PR #1290, opened 2026-06-10
EP-1933 - Stack one-time gift modal buttons on small screens

dr-bizz:
## Jira
[EP-1933](https://jira.cru.org/browse/EP-1933)

## Problem
On iOS, the bottom-of-screen Safari menu target area hides the side-by-side (`col-xs-6`) CTA buttons in the 1-Time Bulk Gift modal, making it hard to continue. The gift configuration modal was already fixed years ago by stacking full-width buttons (`btn-block-xs` pattern in `_cart.scss`), but this modal never got it.

## Fix
Applied the existing stacked pattern to **all four** footers of the giveOneTimeGift modal (step 1 select/search, step 2 amounts, and the error-state footer):
- < 550px: buttons stack full-width with the primary action on top (above Safari's bar) and Cancel at the bottom, with the existing 10px sibling spacing.
- ≥ 550px: visual layout unchanged (secondary left, primary right; the error footer keeps Cancel | Retry, Continue).
- SCSS: widened the float reset to cover `pull-left` (was `pull-right` only — safely additive, no other co-occurrence in the codebase) and restored Bootstrap's 5px gap between two floated right-side buttons in the error footer.
- All `ng-click`/`ng-disabled`/`translate`/aria attributes preserved verbatim.

## Notes for QA / follow-up
- Final verification on an actual iOS device/simulator recommended (specs are controller-only; layout verified against the compiled CSS rules).
- Tab order now puts the primary CTA first while desktop shows it on the right — a deliberate trade-off so the primary stacks on top on mobile (mild WCAG 2.4.3 note).
- The review inventoried ~16 other yourGiving modal footers (editRecurringGifts, stopStartRecurringGifts) with the same `col-xs-6` pattern — same iOS issue, candidates for a follow-up ticket.

## Tests
30/30 across the giveOneTimeGift suites (controller specs; templates aren't rendered by existing specs).

Screenshot 2026-06-12 at 9 35 21 AM

Screenshot 2026-06-12 at 9 35 16 AM

### DIFF
--- a/src/app/profile/yourGiving/giveOneTimeGift/giveOneTimeGift.modal.tpl.html
+++ b/src/app/profile/yourGiving/giveOneTimeGift/giveOneTimeGift.modal.tpl.html
@@ -53,20 +53,25 @@
     </div>
   </div>
   <div class="modal-footer" ng-switch-when="errorLoadingRecentRecipients">
-    <div class="col-xs-6">
-      <a class="btn btn-default" ng-click="$ctrl.dismiss()" translate>
-        Cancel
-      </a>
-    </div>
-    <div class="col-xs-6 text-right">
-      <a
-        class="btn btn-primary"
-        ng-click="$ctrl.loadRecentRecipients()"
-        translate
-        >Retry</a
-      >
-      <a class="btn btn-default" ng-click="$ctrl.next()" translate>Continue</a>
-    </div>
+    <a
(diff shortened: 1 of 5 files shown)


wjames111 (approved):
This looks great, really nice improvement over the left and right buttons!

PR #1291, opened 2026-06-10
EP-2118 - Make the Other amount option visible and labeled

dr-bizz:
## Jira
[EP-2118](https://jira.cru.org/browse/EP-2118)

## Problem
Per the ticket, 30–50% of new donors couldn't find the "Other" amount option: it was a bare text input whose only label was a `placeholder` — which vanishes on focus, is low-contrast, and doesn't read as a peer of the suggested-amount buttons.

## Fix
All **three** template variants in `suggestedGiftAmounts.tpl.html` (default button-style, v3 $-prefixed, non-v3 radio list) now have a visible, persistent **"Other amount"** label styled consistently with the amount options:
- New `OTHER_AMOUNT` translate key in both en and es tables ("Otra cantidad"); the old placeholder relied on an `'Other'` key that never existed in either table, so this also fixes a latent untranslated-in-Spanish bug.
- Accessibility: `aria-labelledby` replaces the placeholder/aria-label as the accessible name everywhere.
- Radio variant: the label's `for` now targets the amount input (was implicitly targeting the decorative radio), so clicking the label text focuses the input and correctly drives the existing `customInputActive` wiring — fixing a latent visual-desync bug.
- Orphaned `OTHER_PLACEHOLDER`/`CUSTOM_AMOUNT` keys removed (zero remaining references).
- SCSS scoped to the live `.suggested-gift-amounts` selector (review caught that the pre-existing `.give-modal-panel .custom-amount` block was dead CSS — deleted); active-state label color matches the existing gold-border/light-background active treatment.
- Behavior/controller untouched — existing focus/radio wiring reused.

## QA note
A quick visual smoke test of the gift-config modal (default variant) at desktop and <768px is recommended, especially with the longer Spanish label.

## Tests
108/108 across `src/app/productConfig` (4 new template-render specs: label presence + aria wiring + placeholder removal per variant, plus a behavioral spec for focus → customInputActive).

### DIFF
--- a/src/app/productConfig/giftPanels/suggestedGiftAmounts/suggestedGiftAmounts.component.spec.js
+++ b/src/app/productConfig/giftPanels/suggestedGiftAmounts/suggestedGiftAmounts.component.spec.js
@@ -35,8 +35,9 @@ describe('suggestedGiftAmounts', () => {
       $rootScope = _$rootScope_;
     }));
 
+    let scope;
     const compileComponent = (scopeValues) => {
-      const scope = $rootScope.$new();
+      scope = $rootScope.$new();
       Object.assign(
         scope,
         {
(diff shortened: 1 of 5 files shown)


dr-bizz:
Closing this as I think this has already been addressed

PR #1292, opened 2026-06-10
EP-2114 - Warn when adding a designation already in recurring gifts

dr-bizz:
## Jira
[EP-2114](https://jira.cru.org/browse/EP-2114)

## Problem
Donors can add a designation to a new recurring donation when they already give to that designation in another recurring gift. Siebel stops these by placing the gift on Hold, but the frontend gave no hint — the donor finds out via a held gift.

## Fix (non-blocking warning — backend remains authoritative)
In the "Edit my recurring donations" step 2 pickers, using a `designationNumber` intersection with the donor's existing recurring gifts (already in memory from step 1):
- **Recent recipients picker:** a per-row `label-warning` badge — "Already in your recurring gifts" — visible before selection, transcluded into `gift-list-item` (same pattern steps 1/3 already use; no shared-component changes).
- **Search picker:** results render in the shared `giftSearchView`, so instead of touching the shared component, selecting a duplicate shows an `alert-warning` listing the duplicated recipients; it clears on deselection.
- Continue is untouched — purely informational, no flow changes.
- New `ALREADY_IN_RECURRING_GIFTS` translate key in en + es.
- Handles the no-existing-gifts path safely (no badge, no errors).

## Open question for backend folks (from review)
The warning checks **active** recurring gifts only (step 1's `managerecurringdonations` list). If Siebel's duplicate/Hold logic also counts held/suspended/future gifts, the warning should be fed a wider gift-type list — easy follow-up once confirmed.

## Tests
8 new controller specs written red-first (detection logic both pickers, undefined-gifts safety, binding config). 70/70 green across the editRecurringGifts suites.

### DIFF
--- a/src/app/profile/yourGiving/editRecurringGifts/step2/searchRecipients.tpl.html
+++ b/src/app/profile/yourGiving/editRecurringGifts/step2/searchRecipients.tpl.html
@@ -29,6 +29,16 @@
           select-label="{{'Add' | translate}}"
         >
         </gift-search-view>
+        <div
+          class="alert alert-warning"
+          role="alert"
+          ng-if="$ctrl.duplicatedRecipients.length > 0"
+        >
+          <p ng-repeat="gift in $ctrl.duplicatedRecipients">
+            {{gift.designationName}} &mdash; {{'ALREADY_IN_RECURRING_GIFTS' |
+            translate}}
+          </p>
+        </div>
       </div>
     </div>
   </div>
--- a/src/app/profile/yourGiving/editRecurringGifts/editRecurringGifts.modal.tpl.html
+++ b/src/app/profile/yourGiving/editRecurringGifts/editRecurringGifts.modal.tpl.html
@@ -101,6 +101,7 @@
   <step-2-add-recent-recipients
     ng-switch-when="step2AddRecentRecipients"
     recent-recipients="$ctrl.recentRecipients"
+    recurring-gifts="$ctrl.recurringGifts"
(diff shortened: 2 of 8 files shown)


dr-bizz:
I have no way to test whether this works, as I can't reach this step. Only a few people can

src/app/profile/yourGiving/editRecurringGifts/step2/searchRecipients.tpl.html
```diff
@@ -29,6 +29,16 @@ <h3 translate>Give a new recurring gift</h3>
           select-label="{{'Add' | translate}}"
         >
         </gift-search-view>
+        <div
```
canac, line 32: optional: Should we put this warning closer to the staff person's card? If search returns lots of entries, the user won't see this warning until they scroll all the way to the bottom. Although they have to scroll to the bottom to continue, so maybe it's fine as-is.

canac (approved):
The change looks good. Should we loop in Sean McKenna for this user-facing change?

src/app/profile/yourGiving/editRecurringGifts/step2/searchRecipients.tpl.html
dr-bizz: Keeping it as-is for now — search results render inside the shared giftSearchView component, so a per-row badge there would mean changing the shared component, which this PR deliberately avoids. And as you noted, users have to scroll to the bottom to hit Continue anyway. Can revisit if donors miss it.

PR #10209, opened 2021-11-23
use safe invalidation only in safe modes

marler8997:
I found 2 cases in std where there are "safer" values than "undefined" when it comes invalidation.  I've modified those 2 cases to only do this when runtime_safety is enabled, so we can have the extra safety without paying the cost in release mode.

Note that setting values to `undefined` can aid in "optimize-ability".

### DIFF
--- a/lib/std/fs.zig
+++ b/lib/std/fs.zig
@@ -182,11 +182,11 @@ pub const AtomicFile = struct {
     pub fn deinit(self: *AtomicFile) void {
         if (self.file_open) {
             self.file.close();
-            self.file_open = false;
+            self.file_open = if (std.debug.runtime_safety) false else undefined;
         }
         if (self.file_exists) {
             self.dir.deleteFile(&self.tmp_path_buf) catch {};
-            self.file_exists = false;
+            self.file_exists = if (std.debug.runtime_safety) false else undefined;
         }
         if (self.close_dir_on_deinit) {
             self.dir.close();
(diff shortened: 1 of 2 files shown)


ifreund (commented):
On further thought, I personally don't think this should be merged as I don't think the supposed performance gain from this change will be measurable if even existent. If I'm right and there is no performance gain, this patch does only two things, neither of which are desirable:

1. Make the standard library code more complex.
2. Make release fast/small build modes less safe.

marler8997:
Would you be for it if it did have performance gains?

daurnimator:
Only `undefined` has the special detecting properties of valgrind. This is worse depending on the tools you use.

marler8997:
@daurnimator sorry I'm not sure I understand your comment, could you elaborate for me?  Are you saying that valgrind knows about `undefined` and not using `undefined` in all cases is "worse" in some way?  Are you saying we should invalidate with `undefined` in all cases?

daurnimator:
> could you elaborate for me?

Whenever we assign `undefined`, we also emit valgrind instrumentation (special sequence of NOP instructions) that valgrind picks up so that it can warn you about e.g. branching on undefined memory.

>  Are you saying that valgrind knows about undefined and not using undefined in all cases is "worse" in some way?

yes.

andrewrk:
BTW regarding performance optimizations, there is a new policy: the benchmark has to be covered by https://github.com/ziglang/gotta-go-fast/ so that we can watch the graph change after the perf improvement is merged to master branch.

marler8997:
I don't anticipate this change would have a measurable affect on performance.  It was more to establish a "convention" since people look at the `std` library for conventions.  If we require performance changes to be measurable then this is DOA.  A variation on this where we always set to `undefined` could be considered more than a performance change, I'll leave that to someone else if they want to make that change.

Issue #89, opened 2016-01-26
self-hosted compiler: ship it!


andrewrk:
This is a tracking issue for when we can completely replace stage1 with self-hosted in official builds of Zig.

 * [x] add debug info to the LLVM backend
   - [x] initial implementation #11085
   - [x]  #11095
   - [x]  #11096
   - [x]  #11097
   - [x]  #11145
   - [x]  #11158
   - [x]  #11160
 * [x] #11674
 * [x] get compilation errors into an acceptable state
   - [x] #11288
   - [x] #11632
 * [x] adjust the default backend to be LLVM until other backends reach full behavior test coverage
 * [ ] ~#6025~ async/await/suspend/resume will not be available in 0.10.0
 * [x] #6034
 * [x] #11159
 * [x] #11169
 * [x] #11251
 * [x] #11259
 * [x] all std lib tests passing with the LLVM backend
   - [x] #11898
   - [x] #11897
   - [x] #11857
   - [x] #11856
   - [x] #11853
   - [x] #12029
 * [x] #11450
 * [x] #11498
 * [x] #11767
 * [x] #11274
 * [x] full test suite passing with the LLVM backend
 * [ ] ~check all the TODO comments in stage2 source code and convert relevant ones into issues blocking this one~ #363
 * [x] Eliminate use of conditional compilation on zig_backend in compiler-rt, freestanding libc, test runner, and default panic
 * [x] use the real start code
 * [x] eliminate conditional compilation on zig_backend in the std lib
 * [x] Eliminate the other TODO items from generated builtin.zig file
 * [ ] work with individual third party projects to make sure the stage2 transition completes successfully
   - [ ] Bun (cc @Jarred-Sumner)
   - [ ] zig-gamedev (cc @michal-z)
   - [ ] mach (cc @slimsag)
   - [ ] River (cc @ifreund)
   - [ ] aquila (cc @nektro)
   - [ ] https://github.com/ominitay/zigvale-barebones (cc @ominitay)
   - [ ] [ncdu](https://dev.yorhel.nl/ncdu)
   - [ ] https://github.com/ZigEmbeddedGroup/microzig (`zig build -Drelease-small`)
   - [ ] https://github.com/mattnite/gyro (`zig build`, good amount of zig and C code in here)
   - [ ] [ZLS](https://github.com/zigtools/zls)
   - [ ] https://github.com/sin-ack/zigself
   - [ ] https://github.com/floooh/sokol-zig

andrewrk:
[...]

PR #10214, opened 2021-11-24
File.close invalidates

marler8997:
This change is the polar opposite of https://github.com/ziglang/zig/pull/10213 but one that Andrew has expressed he would like.  Instead of providing 2 ways to cleanup a file (one that invalidates and one that doesn't), this PR modifies `File.close` to always invalidate.  Note this is a breaking change that now requires all instances of `File` that you want to close to be mutable.  This means no more `const file = `, you must always use `var file =`.  I've argued this reduces code readability, but that's my opinion, you can see for yourselves whether or not you agree and whether it would justify a second way to cleanup files (i.e. adding a `closeConst` for const files).

Also note that if we start requiring files to be mutable, we will be introducing "ownership" semantics to `File`.  Namely, passing a `File` by value vs by reference has a new meaning, and having a `File` field as a value or a reference has new meaning.  This adds complexity to how `File` is interpreted that doesn't exist today with immutable instances of `File`.

### DIFF
--- a/lib/std/Thread.zig
+++ b/lib/std/Thread.zig
@@ -80,7 +80,7 @@ pub fn setName(self: Thread, name: []const u8) SetNameError!void {
             var buf: [32]u8 = undefined;
             const path = try std.fmt.bufPrint(&buf, "/proc/self/task/{d}/comm", .{self.getHandle()});
 
-            const file = try std.fs.cwd().openFile(path, .{ .write = true });
+            var file = try std.fs.cwd().openFile(path, .{ .write = true });
             defer file.close();
 
             try file.writer().writeAll(name);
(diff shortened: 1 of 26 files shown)


andrewrk:
I recommend to run the full test suite locally for a big breaking change such as this to make sure it will pass the CI.

andrewrk:
Looks like this was never passing the CI, and now it has a bunch of merge conflicts. I'm closing this since it's an old PR. I think for this particular change it's a bit of a tricky one - we're going to want to pick a strategic time to make it.

Personally this is not a priority to me until we start focusing on the standard library, which I expect to be in a couple release cycles from now, after we ship self-hosted (#89), and after we have the package manager (#943).

andrewrk:
I see the similarities between these cases. I don't want to make this change to the allocator interface. I see your point. I don't have a conclusion or any guidance at this time. I'm focused on other parts of the project and am postponing these API consistency considerations. I think we have other priorities currently and the resolution to this problem will reveal itself once we focus on it.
================================
#### Your task
Select every line of the records holding the string "breaking".

#### Result of the exercise
This change is the polar opposite of https://github.com/ziglang/zig/pull/10213 but one that Andrew has expressed he would like.  Instead of providing 2 ways to cleanup a file (one that invalidates and one that doesn't), this PR modifies `File.close` to always invalidate.  Note this is a breaking change that now requires all instances of `File` that you want to close to be mutable.  This means no more `const file = `, you must always use `var file =`.  I've argued this reduces code readability, but that's my opinion, you can see for yourselves whether or not you agree and whether it would justify a second way to cleanup files (i.e. adding a `closeConst` for const files).
I recommend to run the full test suite locally for a big breaking change such as this to make sure it will pass the CI.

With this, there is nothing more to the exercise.